PR #7868, opened 2022-06-10
chore: disable DLNA by default

cvium:
**Changes**
Disable DLNA by default. It does not support authentication, but it is LAN only, so the security implications aren't as big as UPnP, but it still seems unnecessary to enable by default.

Also added an ActionFilter to handle the "toggling" of the DLNA controller instead of the previous `if` mess.

### DIFF
--- a/Emby.Dlna/Configuration/DlnaOptions.cs
+++ b/Emby.Dlna/Configuration/DlnaOptions.cs
@@ -13,7 +13,7 @@ namespace Emby.Dlna.Configuration
         public DlnaOptions()
         {
             EnablePlayTo = true;
-            EnableServer = true;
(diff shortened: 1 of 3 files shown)


PrplHaz4:
Is it worth adding a note to the DLNA enable screen (or something) with this?  Also I don't think it's LAN-only, I believe the DLNA endpoints that expose the media can still be accessed outside of your LAN even though the media IDs are reasonably obfuscated.

> Enabling DLNA exposes certain media via an always-on unauthenticated endpoint (http://exampledlnaurl).  When enabled, imiting access to the exposed media can only be done by assigning a DLNA user with specific media permissions.

joshuaboniface (approved):

PR #7885, opened 2022-06-12
Prevent 400 error when using navigation buttons.

iwalton3:
**Changes**
 - Fix navigation buttons in web app. (API call in `jellyfin-web` currently returns a 400 error.)

This fix can be back-ported to the 10.8.x stable version and I have verified it works as such.

### DIFF
--- a/MediaBrowser.Model/Session/GeneralCommand.cs
+++ b/MediaBrowser.Model/Session/GeneralCommand.cs
@@ -14,9 +14,9 @@ public class GeneralCommand
     }
 
     [JsonConstructor]
-    public GeneralCommand(Dictionary<string, string> arguments)
+    public GeneralCommand(Dictionary<string, string>? arguments)
     {
-        Arguments = arguments;
+        Arguments = arguments ?? new Dictionary<string, string>();
     }
 
     public GeneralCommandType Name { get; set; }


nielsvanvelzen (approved):

MediaBrowser.Model/Session/GeneralCommand.cs
```diff
@@ -14,14 +14,16 @@ public GeneralCommand()
...
+            Arguments = arguments;
+        }
     }
 
     public GeneralCommandType Name { get; set; }
 
     public Guid ControllingUserId { get; set; }
 
-    public Dictionary<string, string> Arguments { get; }
+    public Dictionary<string, string> Arguments { get; } = new();
```
cvium, line 28: Better to do it in the constructor.

```suggestion
    public Dictionary<string, string> Arguments { get; }
```

MediaBrowser.Model/Session/GeneralCommand.cs
```diff
@@ -14,14 +14,16 @@ public GeneralCommand()
     }
 
     [JsonConstructor]
-    public GeneralCommand(Dictionary<string, string> arguments)
+    public GeneralCommand(Dictionary<string, string>? arguments = null)
     {
-        Arguments = arguments;
+        if (arguments != null) {
+            Arguments = arguments;
+        }
```
cvium, line 21:
```suggestion
        Arguments = arguments ?? new Dictionary<string, string>();
```

cvium (changes requested):

MediaBrowser.Model/Session/GeneralCommand.cs
```diff
@@ -14,14 +14,16 @@ public GeneralCommand()
     }
 
     [JsonConstructor]
-    public GeneralCommand(Dictionary<string, string> arguments)
+    public GeneralCommand(Dictionary<string, string>? arguments = null)
```
cvium, line 17: Is the default value necessary?

```suggestion
    public GeneralCommand(Dictionary<string, string>? arguments)
```

iwalton3: That’s a good question I’ll rebuild it and see

iwalton3: Yes this worked

iwalton3:
Looks like backport still failed with a rebase

crobibero (approved):

crobibero:
The backport command always fails, it's a relic of the way we used to do things

cvium (approved):

PR #7903, opened 2022-06-12
Make IgnoreDts configurable for M3U tuner

knackebrot:
**Changes**
- Added IgnoreDts to TunerHostInfo
- Added IgnoreDts checkbox to M3U tuner configuration page: https://github.com/jellyfin/jellyfin-web/pull/3696

**Issues**

Fixes https://github.com/jellyfin/jellyfin/issues/7267
Closes https://github.com/jellyfin/jellyfin/pull/7779 and https://github.com/jellyfin/jellyfin/pull/7776

### DIFF
--- a/MediaBrowser.Model/LiveTv/TunerHostInfo.cs
+++ b/MediaBrowser.Model/LiveTv/TunerHostInfo.cs
@@ -8,6 +8,7 @@ namespace MediaBrowser.Model.LiveTv
         public TunerHostInfo()
         {
             AllowHWTranscoding = true;
+            IgnoreDts = true;
         }
 
         public string Id { get; set; }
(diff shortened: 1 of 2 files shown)


MediaBrowser.Model/LiveTv/TunerHostInfo.cs
```diff
@@ -31,5 +31,7 @@ public TunerHostInfo()
         public int TunerCount { get; set; }
 
         public string UserAgent { get; set; }
+
+        public bool IgnoreDts { get; set; } = true;
```
crobibero, line 35: `AllowHWTranscoding` is set in the constructor, so might as well keep it consistent

knackebrot: Fixed

thornbill:
Given the nature of this change is to add a new feature (including what appears to be an API change) this might be better suited for merging to master?

crobibero (approved):

Bond-009 (approved):

rebel24:
I've updated to the latest build and don't see this option ? Is this in the latest unstable build, if not, can I set this parameter manually ?

PR #7940, opened 2022-06-15
Fix recommendations

Shadowghost:
Didn't find any issue describing this but there were reports on Matrix.

### DIFF
--- a/Emby.Server.Implementations/Data/SqliteItemRepository.cs
+++ b/Emby.Server.Implementations/Data/SqliteItemRepository.cs
@@ -2403,7 +2403,7 @@ namespace Emby.Server.Implementations.Data
                 }
 
                 // genres, tags, studios, person, year?
-                builder.Append("+ (Select count(1) * 10 from ItemValues where ItemId=Guid and CleanValue in (select CleanValue from itemvalues where ItemId=@SimilarItemId))");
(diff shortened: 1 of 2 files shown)


Bond-009 (approved):

1337joe (approved):

Emby.Server.Implementations/Data/SqliteItemRepository.cs
```diff
@@ -2403,7 +2403,7 @@ private void SetFinalColumnsToSelect(InternalItemsQuery query, List<string> colu
                 }
 
                 // genres, tags, studios, person, year?
-                builder.Append("+ (Select count(1) * 10 from ItemValues where ItemId=Guid and CleanValue in (select CleanValue from itemvalues where ItemId=@SimilarItemId))");
+                builder.Append("+ (Select count(1) * 10 from ItemValues where ItemId=Guid and CleanValue in (select CleanValue from ItemValues where ItemId=@SimilarItemId))");
```
cvium, line 2406: Unnecessary change, no? I'm pretty sure it's case insensitive

Shadowghost: Me too, but we did it case sensitive for all other tables except this one, so for consitencie's sake I changed it. I cna revert that if required.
^^^^^^^^
* [WHAT YOU HAVE TO DO] Once you have read the entries, write them out again without altering a single character.

* [EXERCISE RESULT]
PR #7868, opened 2022-06-10
chore: disable DLNA by default

cvium:
**Changes**
Disable DLNA by default. It does not support authentication, but it is LAN only, so the security implications aren't as big as UPnP, but it still seems unnecessary to enable by default.

Also added an ActionFilter to handle the "toggling" of the DLNA controller instead of the previous `if` mess.

### DIFF
--- a/Emby.Dlna/Configuration/DlnaOptions.cs
+++ b/Emby.Dlna/Configuration/DlnaOptions.cs
@@ -13,7 +13,7 @@ namespace Emby.Dlna.Configuration
         public DlnaOptions()
         {
             EnablePlayTo = true;
-            EnableServer = true;
(diff shortened: 1 of 3 files shown)


PrplHaz4:
Is it worth adding a note to the DLNA enable screen (or something) with this?  Also I don't think it's LAN-only, I believe the DLNA endpoints that expose the media can still be accessed outside of your LAN even though the media IDs are reasonably obfuscated.

> Enabling DLNA exposes certain media via an always-on unauthenticated endpoint (http://exampledlnaurl).  When enabled, imiting access to the exposed media can only be done by assigning a DLNA user with specific media permissions.

joshuaboniface (approved):

PR #7885, opened 2022-06-12
Prevent 400 error when using navigation buttons.

iwalton3:
**Changes**
 - Fix navigation buttons in web app. (API call in `jellyfin-web` currently returns a 400 error.)

This fix can be back-ported to the 10.8.x stable version and I have verified it works as such.

### DIFF
--- a/MediaBrowser.Model/Session/GeneralCommand.cs
+++ b/MediaBrowser.Model/Session/GeneralCommand.cs
@@ -14,9 +14,9 @@ public class GeneralCommand
     }
 
     [JsonConstructor]
-    public GeneralCommand(Dictionary<string, string> arguments)
+    public GeneralCommand(Dictionary<string, string>? arguments)
     {
-        Arguments = arguments;
+        Arguments = arguments ?? new Dictionary<string, string>();
     }
 
     public GeneralCommandType Name { get; set; }


nielsvanvelzen (approved):

MediaBrowser.Model/Session/GeneralCommand.cs
```diff
@@ -14,14 +14,16 @@ public GeneralCommand()
...
+            Arguments = arguments;
+        }
     }
 
     public GeneralCommandType Name { get; set; }
 
     public Guid ControllingUserId { get; set; }
 
-    public Dictionary<string, string> Arguments { get; }
+    public Dictionary<string, string> Arguments { get; } = new();
```
cvium, line 28: Better to do it in the constructor.

```suggestion
    public Dictionary<string, string> Arguments { get; }
```

MediaBrowser.Model/Session/GeneralCommand.cs
```diff
@@ -14,14 +14,16 @@ public GeneralCommand()
     }
 
     [JsonConstructor]
-    public GeneralCommand(Dictionary<string, string> arguments)
+    public GeneralCommand(Dictionary<string, string>? arguments = null)
     {
-        Arguments = arguments;
+        if (arguments != null) {
+            Arguments = arguments;
+        }
```
cvium, line 21:
```suggestion
        Arguments = arguments ?? new Dictionary<string, string>();
```

cvium (changes requested):

MediaBrowser.Model/Session/GeneralCommand.cs
```diff
@@ -14,14 +14,16 @@ public GeneralCommand()
     }
 
     [JsonConstructor]
-    public GeneralCommand(Dictionary<string, string> arguments)
+    public GeneralCommand(Dictionary<string, string>? arguments = null)
```
cvium, line 17: Is the default value necessary?

```suggestion
    public GeneralCommand(Dictionary<string, string>? arguments)
```

iwalton3: That’s a good question I’ll rebuild it and see

iwalton3: Yes this worked

iwalton3:
Looks like backport still failed with a rebase

crobibero (approved):

crobibero:
The backport command always fails, it's a relic of the way we used to do things

cvium (approved):

PR #7903, opened 2022-06-12
Make IgnoreDts configurable for M3U tuner

knackebrot:
**Changes**
- Added IgnoreDts to TunerHostInfo
- Added IgnoreDts checkbox to M3U tuner configuration page: https://github.com/jellyfin/jellyfin-web/pull/3696

**Issues**

Fixes https://github.com/jellyfin/jellyfin/issues/7267
Closes https://github.com/jellyfin/jellyfin/pull/7779 and https://github.com/jellyfin/jellyfin/pull/7776

### DIFF
--- a/MediaBrowser.Model/LiveTv/TunerHostInfo.cs
+++ b/MediaBrowser.Model/LiveTv/TunerHostInfo.cs
@@ -8,6 +8,7 @@ namespace MediaBrowser.Model.LiveTv
         public TunerHostInfo()
         {
             AllowHWTranscoding = true;
+            IgnoreDts = true;
         }
 
         public string Id { get; set; }
(diff shortened: 1 of 2 files shown)


MediaBrowser.Model/LiveTv/TunerHostInfo.cs
```diff
@@ -31,5 +31,7 @@ public TunerHostInfo()
         public int TunerCount { get; set; }
 
         public string UserAgent { get; set; }
+
+        public bool IgnoreDts { get; set; } = true;
```
crobibero, line 35: `AllowHWTranscoding` is set in the constructor, so might as well keep it consistent

knackebrot: Fixed

thornbill:
Given the nature of this change is to add a new feature (including what appears to be an API change) this might be better suited for merging to master?

crobibero (approved):

Bond-009 (approved):

rebel24:
I've updated to the latest build and don't see this option ? Is this in the latest unstable build, if not, can I set this parameter manually ?

PR #7940, opened 2022-06-15
Fix recommendations

Shadowghost:
Didn't find any issue describing this but there were reports on Matrix.

### DIFF
--- a/Emby.Server.Implementations/Data/SqliteItemRepository.cs
+++ b/Emby.Server.Implementations/Data/SqliteItemRepository.cs
@@ -2403,7 +2403,7 @@ namespace Emby.Server.Implementations.Data
                 }
 
                 // genres, tags, studios, person, year?
-                builder.Append("+ (Select count(1) * 10 from ItemValues where ItemId=Guid and CleanValue in (select CleanValue from itemvalues where ItemId=@SimilarItemId))");
(diff shortened: 1 of 2 files shown)


Bond-009 (approved):

1337joe (approved):

Emby.Server.Implementations/Data/SqliteItemRepository.cs
```diff
@@ -2403,7 +2403,7 @@ private void SetFinalColumnsToSelect(InternalItemsQuery query, List<string> colu
                 }
 
                 // genres, tags, studios, person, year?
-                builder.Append("+ (Select count(1) * 10 from ItemValues where ItemId=Guid and CleanValue in (select CleanValue from itemvalues where ItemId=@SimilarItemId))");
+                builder.Append("+ (Select count(1) * 10 from ItemValues where ItemId=Guid and CleanValue in (select CleanValue from ItemValues where ItemId=@SimilarItemId))");
```
cvium, line 2406: Unnecessary change, no? I'm pretty sure it's case insensitive

Shadowghost: Me too, but we did it case sensitive for all other tables except this one, so for consitencie's sake I changed it. I cna revert that if required.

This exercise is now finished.